14. IN NO EVENT WILL COMPANY OR ITS REPRESENTATIVES, OR ANY DATA PROVIDER, BE LIABLE FOR ANY SPECIAL, INCIDENTAL, INDIRECT, OR CONSEQUENTIAL DAMAGES (INCLUDING, WITHOUT LIMITATION, LOST PROFITS OR REVENUES), ARISING OUT OF OR IN CONNECTION WITH THIS AGREEMENT IN ANY MANNER, REGARDLESS OF THE FORM OF ACTION (INCLUDING STRICT LIABILITY OR NEGLIGENCE).
15. COMPANY’S AGGREGATE LIABILITY DURING THE TERM FOR ANY OR ALL LOSSES OR INJURIES ARISING OUT OF ANY ACTS OR OMISSIONS UNDER THIS AGREEMENT WILL BE LIMITED TO A REFUND OF THE FEES PAID BY IDV USER UNDER THIS AGREEMENT DURING THE THREE (3) MONTH PERIOD IMMEDIATELY PRIOR TO THE OCCURRENCE OF THE FIRST EVENT GIVING RISE TO ALL OR PART OF THE LIABILITY.
16. Notwithstanding any other term of this Agreement, FrankfurtStockExchange.de accepts no liability for any inaccuracy, incompleteness or other error in any (i) inquiry information, (ii) other information, or (iii) data, provided by the Site User to FrankfurtStockExchange.de.
17. The Site User will indemnify FrankfurtStockExchange.de, its affiliates and agents from and against any and all claim, damages, losses, liabilities or fees arising in connection with any costs incurred as a result of a breach of any term of this Agreement by the Site User.
18. The Site User must not assign or transfer any rights or liabilities under this Agreement to any other person, except with written consent of FrankfurtStockExchange.de.
19. If, for any reason, FrankfurtStockExchange.de is required to disclose any or all of its data vendors to Site User, then Site User agrees that it shall be prohibited from contacting or doing business with such data vendors, for the purpose of obtaining similar services as those provided through FrankfurtStockExchange.de under this Agreement, at any time during the term of the Agreement and for a period of one (1) year after the termination of this Agreement.
20. The Site User can contact FrankfurtStockExchange.de at any time with questions or to cancel the Site Services by sending an email to: info(at)frankfurtstockexchange.de.
21. If any provision of this Agreement is found to be illegal or unenforceable by any court of competent jurisdiction then that provision will be deemed to be deleted, but without affecting the remaining provisions.
22. A failure by either party to exercise or enforce any rights available to that party or the giving of any forbearance, delay or indulgence is not to be construed as a waiver of that party’s rights under this Agreement.

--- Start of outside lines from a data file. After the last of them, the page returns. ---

PR #179, opened 2017-06-27
Fix/cst errors

200sc:
This adds in more cstErrors and tests that were missed in #177, relating to dominates, submits and lexer class clauses.  

One thing that could be considered would be passing in some sort of name to use for `lexer class` declarations. Right now it just says `(Referenced from dominates clause for lexer class)` with no identifier, but this could go on the same back burner as improving the naming for `concrete productions` and `disambiguate` blocks.

### DIFF
--- a/grammars/core/Location.sv
+++ b/grammars/core/Location.sv
@@ -89,10 +89,6 @@ Location ::=
 function locationLte
 Boolean ::= l1::Location l2::Location
 {
-  -- TODO: We could probaly just compare based on filename and index
-  -- For the moment, though, use line & column instead.
-  return l1.filename < l2.filename || (l1.filename == l2.filename &&
-    (l1.line < l2.line || (l1.line == l2.line &&
-    (l1.column < l2.column))));
+  return l1.filename < l2.filename || (l1.filename == l2.filename && (l1.index < l2.index));
 }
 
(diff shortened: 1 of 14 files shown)


grammars/core/Location.sv
```diff
@@ -89,10 +89,6 @@ Location ::=
 function locationLte
 Boolean ::= l1::Location l2::Location
 {
-  -- TODO: We could probaly just compare based on filename and index
-  -- For the moment, though, use line & column instead.
-  return l1.filename < l2.filename || (l1.filename == l2.filename &&
-    (l1.line < l2.line || (l1.line == l2.line &&
-    (l1.column < l2.column))));
+  return l1.filename < l2.filename || (l1.filename == l2.filename && (l1.index < l2.index));
```
200sc: I assume something in our tests would break if this didn't work, but if there isn't a test that would cover this than I don't mind reverting this change. I also emulated the previous behavior, but the name of this function implies it is less than or equal to when it looks like the old logic would just return true for less than?

tedinski: There probably are no tests for this!

I think I'd prefer to stick to using line/col (there may be older code that still doesn't use indexes? Indexes and "end" locations were a relatively recent addition to locations. I think I only fixed Silver to store locations in interface files properly last month?), but good catch on it being broken and doing `<` only.

If you want to, you could fix that and add some tests (probably a `tests/stdlib/Location.sv` file) to make sure we're actually doing the "and equal" part?

200sc: I'll revert it for now, and put the tests / fix in a new branch.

23. All documents referred to in this Agreement form part of this Agreement and may be amended from time to time by the parties in writing. Such amendments do not otherwise affect the rights and obligations howsoever under this Agreement.
24. This Agreement contains the entire Agreement between the parties and there are no other representations, promises or conditions.
25. This Agreement is governed by the laws of Switzerland. Both parties stipulate and agree that any litigation arising from or relating to this Agreement will be heard in a court of competent jurisdiction located in Zug, Switzerland.